Maila Aanchal (मैला आँचल; The Soiled Border) is a 1954 Hindi novel written by Phanishwar Nath Renu. After Premchand's Godan, 'Maila Anchal' is regarded as the most significant Hindi novel in the Hindi literature tradition. It is one of the greatest examples of "Anchalik Upanyas" (regional novel) in Hindi.

==Significance==
It was the writer's first novel and immediately established him as a serious writer in Hindi literature. It radically shifted the prevalent narrative styles in Hindi novels and changed the structure of Hindi novels. It has contributed towards the study of Hindi as a language and also constitutes the major curriculum of Hindi course.
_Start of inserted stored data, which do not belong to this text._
PR #8115, opened 2023-01-22
updater: Multi-threaded delta patching

derrod:
### Description

Makes applying delta patches multi-threaded.

On its own this shaves off about 3 seconds when doing 28.1.2 => 29.0.0 on my system. Together with #8106 this speeds up the entire process quite a bit.

The speedup when patching multiple large files (e.g. CEF) as in my 27.2.4 => 29.0.0 test case I use for #8074 is a decent bit larger. 

### Motivation and Context

Gotta go fast(er).

### How Has This Been Tested?

28.1.2 -> 29.0.0 with official update server.

### Types of changes

### Checklist:

### DIFF
--- a/UI/win-update/updater/updater.cpp
+++ b/UI/win-update/updater/updater.cpp
@@ -141,8 +141,8 @@ try {
 	WinHandle hSrc;
 	WinHandle hDest;
 
-	hSrc = CreateFile(src, GENERIC_READ, 0, nullptr, OPEN_EXISTING,
-			  FILE_FLAG_SEQUENTIAL_SCAN, nullptr);
+	hSrc = CreateFile(src, GENERIC_READ, FILE_SHARE_READ, nullptr,
+			  OPEN_EXISTING, FILE_FLAG_SEQUENTIAL_SCAN, nullptr);
 	if (!hSrc.Valid())
 		throw LastError();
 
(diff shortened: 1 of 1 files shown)


UI/win-update/updater/updater.cpp
```diff
@@ -1085,6 +1086,72 @@ static bool UpdateFile(update_t &file)
...
+				completedUpdates - updateQueue.size();
+			int position = (int)(((float)updatesInstalled /
+					      (float)completedUpdates) *
+					     100.0f);
+			if (position > lastPosition) {
+				lastPosition = position;
+				SendDlgItemMessage(hwndMain, IDC_PROGRESS,
+						   PBM_SETPOS, position, 0);
+			}
+			ulock.unlock();
```
derrod, line 1124: The locks here are *probably* not necessary but I wanted to be on the safe side.

derrod: Removed the locks and avoided accessing the queue (even though `size()` is probably fine). `SendMessage` is supposed to be thread safe and duplicate progress messages probably aren't an issue worth worrying about.

derrod:
Little comparison with this PR and #8106 which is now merged (note the different axis scales):
**Before:**
before
**After:**
after

So all in all, cuts down the time to update from ~22 seconds to ~8 seconds :)

derrod:
This has been rebased and updated to support #8169

RytoEX (approved):
@notr1ch approved off-thread, so let's merge this.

Phanishwar Nath Renu was subsequently awarded one of India's fourth highest civilian honours, the Padma Shri.

==Contents==
This social novel details the trials and tribulations of a small group of people in a remote village of North-east Bihar during the Quit India Movement. It also has the reference of a young doctor (dagdar babu) who took care of the masses at that time, which was inspired by Dr. Alakh Niranjan, the first MBBS doctor in the locality.
It is a regional novel in true sense as local colour is reflected in it by means of dialect, life style, superstitions and beliefs, festivals and culture of the rural people. The characters are fit to the region and they are guided by the regional characteristics . The region becomes to be a living character and plays a great role in leading the characters to the catastrophe .

== Adaptation ==
Maila Aanchal, a television adaptation of the novel aired on DD National, the Indian national public broadcaster, during the 1990s.